The resolved adapter fusion configuration dictionary.

Return type

dict

replace(**changes)

Returns a new instance of the config class with the specified changes applied.

to_dict()

Converts the config class to a Python dict.

class adapters.StaticAdapterFusionConfig(key: bool = True, query: bool = True, value: bool = False, query_before_ln: bool = False, regularization: bool = False, residual_before: bool = False, temperature: bool = False, value_before_softmax: bool = True, value_initialized: str = False, dropout_prob: Optional[float] = None)

Static version of adapter fusion without a value matrix. See https://arxiv.org/pdf/2005.00247.pdf.

class adapters.DynamicAdapterFusionConfig(key: bool = True, query: bool = True, value: bool = True, query_before_ln: bool = False, regularization: bool = True, residual_before: bool = False, temperature: bool = False, value_before_softmax: bool = True, value_initialized: str = True, dropout_prob: Optional[float] = None)

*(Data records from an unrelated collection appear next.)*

PR #325, opened 2023-05-29
Refactoring: more generic intervals support and proper semi-closed intervals usage

### LINKED ISSUE #268: Support for off-chain validation and intervals for `AuctionStage` and fix boundary case

nazrhom:


src/HydraAuction/OnChain/Common.hs
```diff
@@ -30,12 +30,20 @@ minAuctionFee = 2_000_000
...
-  BiddingEndedStage -> interval (biddingEnd terms) (voucherExpiry terms)
-  VoucherExpiredStage -> interval (voucherExpiry terms) (cleanup terms)
+  AnnouncedStage -> strictTo (biddingStart terms)
+  BiddingStartedStage -> rightExclusiveInterval (biddingStart terms) (biddingEnd terms)
+  BiddingEndedStage -> rightExclusiveInterval (biddingEnd terms) (voucherExpiry terms)
+  VoucherExpiredStage -> rightExclusiveInterval (voucherExpiry terms) (cleanup terms)
   CleanupStage -> from (cleanup terms)
 
+{-# INLINEABLE strictTo #-}
+strictTo :: a -> Interval a
```
uhbif19: Move this stuff to utils, please.

src/HydraAuction/Tx/Deposit.hs
```diff
@@ -161,7 +163,7 @@ losingBidderClaimDeposit terms = do
         , outs = []
         , toMint = TxMintValueNone
         , changeAddress = bidderAddress
-        , validityBound = (Just $ biddingEnd terms, Nothing)
+        , validityBound = stageToInterval terms BiddingEndedStage
```
uhbif19: This is incorrect.

Left logic has no upper bound, while stage has.

src/HydraAuction/Tx/Deposit.hs
```diff
@@ -192,7 +194,7 @@ sellerClaimDepositFor terms bidderPkh = do
         , outs = []
         , toMint = TxMintValueNone
         , changeAddress = sellerAddress
-        , validityBound = (Just $ voucherExpiry terms, Nothing)
+        , validityBound = stageToInterval terms VoucherExpiredStage
```
uhbif19: Same.

src/HydraAuction/Tx/Escrow.hs
```diff
@@ -364,5 +366,5 @@ sellerReclaims terms = do
             ]
         , toMint = TxMintValueNone
         , changeAddress = sellerAddress
-        , validityBound = (Just $ voucherExpiry terms, Nothing)
+        , validityBound = stageToInterval terms VoucherExpiredStage
```
uhbif19: Same.

src/HydraAuction/Tx/Deposit.hs
uhbif19: Solution I had in mind was intervals over stage, maybe I formulate that in issue description badly.

While seems like stage-to-posinf is the only case we do use.

src-utils/HydraAuctionUtils/Tx/AutoCreateTx.hs
```diff
@@ -91,7 +91,7 @@ data AutoCreateParams = AutoCreateParams
   , outs :: [TxOut CtxTx]
   , toMint :: TxMintValue BuildTx
   , changeAddress :: Address ShelleyAddr
-  , validityBound :: (Maybe POSIXTime, Maybe POSIXTime)
+  , validityBound :: Interval POSIXTime
```
uhbif19, line 94: Interesting solution.

On one side we reuse polymorphic code, on the other side Interval reuse intuitively feels problems prone to me.

uhbif19 (changes requested):

src-utils/HydraAuctionUtils/Tx/AutoCreateTx.hs
uhbif19: Like quote from PR comment:

> and for v3 we scrap this Interval coming up with a better (non-backwards compatible) Interval definition.

Overall their backwards comparability policy does not inspire confidence, so I would not depend on Plutus more then necessary. But I guess it that case it should be fine.

uhbif19 (changes requested):

src/HydraAuction/Tx/Deposit.hs
nazrhom: You are right. Maybe we can just add stage-to-posinf in utils as well, and use that?

uhbif19: > we can just add stage-to-posinf in utils as well

But that is domain (stage) specific thing, no?

src/HydraAuction/OnChain/Common.hs
nazrhom: Where, we don't really have onchain module in utils. I thought common onchain code should live in `onchain/common`

src-utils/HydraAuctionUtils/Interval.hs
```diff
@@ -0,0 +1,25 @@
+{-# OPTIONS_GHC -fno-specialise #-}
```
uhbif19: Sorry for nitpicking, but we have "Plutus" module in utils, so this should be its submodule as well.

src-utils/HydraAuctionUtils/Interval.hs
```diff
@@ -0,0 +1,25 @@
...
+{-# INLINEABLE strictTo #-}
+strictTo :: a -> Interval a
+strictTo s = Interval (LowerBound NegInf True) (strictUpperBound s)
+
+{-# INLINEABLE rightExclusiveInterval #-}
+rightExclusiveInterval :: a -> a -> Interval a
+rightExclusiveInterval s s' = Interval (lowerBound s) (strictUpperBound s')
+
+{-# INLINEABLE extendIntervalRight #-}
+extendIntervalRight :: Interval a -> Interval a
```
uhbif19: Not very understanible name, while I am not sure how to name it better.

uhbif19 (approved):

PR #326, opened 2023-05-30
Basic platform server implementation and common WS server code separation refactoring

### LINKED ISSUE #295: Basic implementation for Platform server without validity checking and durable storage

uhbif19:
Closes #295

### DIFF
--- a/src/HydraAuction/Platform/Interface.hs
+++ b/src/HydraAuction/Platform/Interface.hs
@@ -257,6 +257,8 @@ instance ToJSON (EntityKind x) where
 data ClientInput entity
   = Query (EntityQuery entity)
   | Command ClientCommand
+  deriving stock (Eq, Generic, Show)
+  deriving anyclass (FromJSON, ToJSON)
 
 data ClientCommand
   = ReportAnnouncedAuction AuctionTerms
@@ -277,7 +279,10 @@ data EntityQuery entity = MkQuery
   { filters :: [EntityFilter entity]
   , limit :: Maybe Int
   }
+
 newtype EntityQueryResponse entity = MkResponse [entity]
+  deriving stock (Eq, Generic, Show)
+  deriving anyclass (FromJSON, ToJSON)
 
 deriving stock instance Entity entity => Eq (EntityQuery entity)
 deriving stock instance Entity entity => Generic (EntityQuery entity)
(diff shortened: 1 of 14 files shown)


src/HydraAuction/Platform/Interface.hs
```diff
@@ -0,0 +1,387 @@
...
+
+data HydraHead = MkHydraHead
+  { staticInfo :: HydraHeadInfo
+  , allDelegatesKnown :: Bool
+  , headDelegateState :: InitializedState
+  }
+  deriving stock (Generic, Show, Eq)
+  deriving anyclass (ToJSON, FromJSON)
+
+deriving stock instance Ord HeadId
```
nazrhom, line 118: Why is this derived separately?

uhbif19: This is orphan instance for Hydra. We need it to worm map.

Could separate that to utils module or something like that.

nazrhom: Oh sorry, thought it was for `HydraHead` :/

src/HydraAuction/Platform/Interface.hs
```diff
@@ -0,0 +1,387 @@
...
+    MkSome (EntityKind entity) (container entity)
+
+instance
+  (forall entity. Show entity => Show (container entity)) =>
+  Show (Some container)
+  where
+  show (MkSome _ container) =
+    "MkSome (" <> show container <> " )"
+
+parseSomeEntityKindJSON :: Aeson.Value -> Aeson.Parser (Some EntityKind)
```
nazrhom, line 319: Could this be `Aeson.Value -> Aeson.Parser EntityKind` instead? I think this would also simplify the FromJSON instance where we use this to parse later

src/HydraAuction/Platform/Interface.hs
```diff
@@ -0,0 +1,387 @@
...
+Entity class describes their queriable behaviour.
+
+EntityKind is singletone-like functionalization for Entities,
+used to uniform queries and storage access.
+
+SomeX datatypes use existencial types to wrap EntityKind usage
+and make possible to use single datatype to access different Entities,
+as is required for server API.
+
+GADT usage makes deriving not working which affect some design decisions.
```
nazrhom: Im curious: could you expand a bit on what those are?

src/HydraAuction/Platform/Interface.hs
uhbif19: This is orphan instance for Hydra. We need it to worm map.

Could separate that to utils module or something like that.

src/HydraAuction/Platform/Interface.hs
uhbif19: No, one cannot parse GADT, only print :D
That is like the whole main problem.
Parse function would return not `forall a. EntityKind a`, but `EntityKind x` for some concrete x type.
That is essentially `exists x. EntityKind x`, which in Haskell is emulated with existential datatypes,
`Some ...` in this case.

src/HydraAuction/Platform/Interface.hs
uhbif19: They just do not. All stock deriving breaks if you use existential types (even while in some cases it seems like possible).

And `Generic` deriving is required to `anyclass ToJSON` deriving. But it will break if you have any non-derivable types inside. So using non-derivable existentials on top level makes us use deriving, while is less correct as type-encoding.

nazrhom (approved):

PR #327, opened 2023-05-30
Add show actors with min deposit to CLI

nazrhom:


test/EndToEnd/CLI.hs
```diff
@@ -128,6 +128,8 @@ depositTest = mkAssertion $ do
 
   waitUntil $ biddingStart terms
 
+  handleCliActionWithMockDelegates $ ShowActorsMinDeposit auctionName (fromJust $ intToNatural 5_000_000)
```
uhbif19: I think this line does not check anything.

uhbif19 (approved):

test/EndToEnd/CLI.hs
nazrhom: Ops, I was just using that to give it a quick test, but better not have it in there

Dynamic version of adapter fusion with a value matrix and regularization. See https://arxiv.org/pdf/2005.00247.pdf.

Adapter Setup

class adapters.AdapterSetup(adapter_setup, head_setup=None, ignore_empty: bool = False)

Represents an adapter setup of a model including active adapters and active heads. This class is intended to be used as a context manager using the with statement. The setup defined by the AdapterSetup context will override static adapter setups defined in a model (i.e. setups specified via active_adapters).

Example:

with AdapterSetup(Stack("a", "b")):
    # will use the adapter stack "a" and "b" outputs = model(**inputs)

Note that the context manager is thread-local, i.e. it can be used with different setups in a multi-threaded environment.